Source data
_ _ _ _ _
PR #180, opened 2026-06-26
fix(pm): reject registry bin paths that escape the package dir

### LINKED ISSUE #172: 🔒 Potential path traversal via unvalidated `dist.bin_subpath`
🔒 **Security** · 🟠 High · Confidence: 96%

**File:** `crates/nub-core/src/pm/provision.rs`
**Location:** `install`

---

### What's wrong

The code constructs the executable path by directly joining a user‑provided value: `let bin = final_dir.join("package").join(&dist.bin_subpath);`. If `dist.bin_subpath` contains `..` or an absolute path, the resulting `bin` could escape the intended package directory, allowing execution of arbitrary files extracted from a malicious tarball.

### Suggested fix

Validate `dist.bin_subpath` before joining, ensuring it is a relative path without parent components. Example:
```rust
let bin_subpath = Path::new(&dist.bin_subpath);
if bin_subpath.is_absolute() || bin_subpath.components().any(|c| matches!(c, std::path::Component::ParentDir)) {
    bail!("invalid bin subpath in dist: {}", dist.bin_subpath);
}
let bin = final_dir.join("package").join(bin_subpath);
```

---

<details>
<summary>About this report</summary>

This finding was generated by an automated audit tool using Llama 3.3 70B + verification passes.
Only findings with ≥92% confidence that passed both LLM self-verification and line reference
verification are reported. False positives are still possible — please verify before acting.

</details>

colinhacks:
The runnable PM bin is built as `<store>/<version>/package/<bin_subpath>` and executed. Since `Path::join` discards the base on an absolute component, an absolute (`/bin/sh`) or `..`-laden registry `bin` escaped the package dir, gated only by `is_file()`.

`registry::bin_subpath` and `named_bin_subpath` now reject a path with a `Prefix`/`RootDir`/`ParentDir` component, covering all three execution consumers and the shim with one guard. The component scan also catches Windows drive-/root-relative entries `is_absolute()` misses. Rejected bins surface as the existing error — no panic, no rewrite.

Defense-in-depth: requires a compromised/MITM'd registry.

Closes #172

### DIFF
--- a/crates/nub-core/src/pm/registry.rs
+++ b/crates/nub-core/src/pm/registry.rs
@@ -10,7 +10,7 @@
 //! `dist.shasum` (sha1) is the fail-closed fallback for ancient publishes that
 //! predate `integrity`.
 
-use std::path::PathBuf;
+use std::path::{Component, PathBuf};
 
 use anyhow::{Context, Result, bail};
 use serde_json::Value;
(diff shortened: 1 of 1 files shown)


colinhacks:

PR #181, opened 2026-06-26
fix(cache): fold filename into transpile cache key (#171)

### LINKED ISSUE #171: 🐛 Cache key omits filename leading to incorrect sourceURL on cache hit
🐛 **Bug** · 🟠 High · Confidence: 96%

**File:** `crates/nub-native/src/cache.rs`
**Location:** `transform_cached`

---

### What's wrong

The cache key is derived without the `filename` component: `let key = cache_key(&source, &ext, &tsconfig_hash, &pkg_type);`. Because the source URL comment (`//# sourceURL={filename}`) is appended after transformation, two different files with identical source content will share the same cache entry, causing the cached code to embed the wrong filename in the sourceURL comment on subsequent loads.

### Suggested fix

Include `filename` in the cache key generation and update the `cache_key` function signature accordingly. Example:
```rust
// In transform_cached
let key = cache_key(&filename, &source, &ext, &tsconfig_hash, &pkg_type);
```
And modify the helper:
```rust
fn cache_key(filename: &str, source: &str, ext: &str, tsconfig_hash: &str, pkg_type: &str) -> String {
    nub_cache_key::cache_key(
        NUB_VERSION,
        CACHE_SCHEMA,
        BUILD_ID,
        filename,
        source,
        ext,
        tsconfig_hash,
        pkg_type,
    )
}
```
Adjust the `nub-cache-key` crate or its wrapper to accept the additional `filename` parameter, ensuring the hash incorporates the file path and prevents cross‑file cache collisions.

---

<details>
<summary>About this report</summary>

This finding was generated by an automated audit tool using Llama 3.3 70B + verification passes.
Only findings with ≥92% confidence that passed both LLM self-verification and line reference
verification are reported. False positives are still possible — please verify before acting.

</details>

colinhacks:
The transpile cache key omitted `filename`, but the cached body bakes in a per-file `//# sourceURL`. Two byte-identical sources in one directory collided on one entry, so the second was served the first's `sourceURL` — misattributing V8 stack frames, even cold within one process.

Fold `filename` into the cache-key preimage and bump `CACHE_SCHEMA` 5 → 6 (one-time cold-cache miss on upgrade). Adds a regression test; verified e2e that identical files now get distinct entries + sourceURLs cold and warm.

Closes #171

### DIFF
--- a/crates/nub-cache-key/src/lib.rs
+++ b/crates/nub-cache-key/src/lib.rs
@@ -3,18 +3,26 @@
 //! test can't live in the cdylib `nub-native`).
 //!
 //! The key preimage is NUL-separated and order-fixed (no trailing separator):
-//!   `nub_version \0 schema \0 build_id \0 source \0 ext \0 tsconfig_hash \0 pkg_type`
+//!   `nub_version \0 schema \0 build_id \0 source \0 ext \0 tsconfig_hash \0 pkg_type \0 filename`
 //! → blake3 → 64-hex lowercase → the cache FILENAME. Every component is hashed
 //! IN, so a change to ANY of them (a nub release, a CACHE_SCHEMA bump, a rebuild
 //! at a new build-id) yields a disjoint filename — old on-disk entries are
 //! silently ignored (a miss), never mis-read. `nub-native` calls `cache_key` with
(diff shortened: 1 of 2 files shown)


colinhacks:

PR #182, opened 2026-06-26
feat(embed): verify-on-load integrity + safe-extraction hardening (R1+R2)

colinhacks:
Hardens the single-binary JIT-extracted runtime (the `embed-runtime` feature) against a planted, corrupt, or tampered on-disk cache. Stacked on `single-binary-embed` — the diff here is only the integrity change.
_ _ _ _ _
Task:
Every line in the records above with the string "extracted" in it should be shown.

Completed exercise:
The code constructs the executable path by directly joining a user‑provided value: `let bin = final_dir.join("package").join(&dist.bin_subpath);`. If `dist.bin_subpath` contains `..` or an absolute path, the resulting `bin` could escape the intended package directory, allowing execution of arbitrary files extracted from a malicious tarball.
Hardens the single-binary JIT-extracted runtime (the `embed-runtime` feature) against a planted, corrupt, or tampered on-disk cache. Stacked on `single-binary-embed` — the diff here is only the integrity change.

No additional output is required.